### DATASET RECORDS
PR #95, opened 2026-07-16
Run a real per-step agent for map fan-out

alexanderguy:
## Summary

- A top-level `map` fan-out runs a real per-step agent for each item. A
  scoped iteration step id `<base>[<index>]` resolves to its base step for
  the inference-source, tool-deploy-tree, and grant lookups, so every
  iteration shares the base step's staged assets; per-iteration scratch,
######
[TASK PROMPT] Starting from the line that contains "scoped iteration step", transcribe each line to the end of the records above. Please add nothing.

[THE ANSWER]
  scoped iteration step id `<base>[<index>]` resolves to its base step for
  the inference-source, tool-deploy-tree, and grant lookups, so every
  iteration shares the base step's staged assets; per-iteration scratch,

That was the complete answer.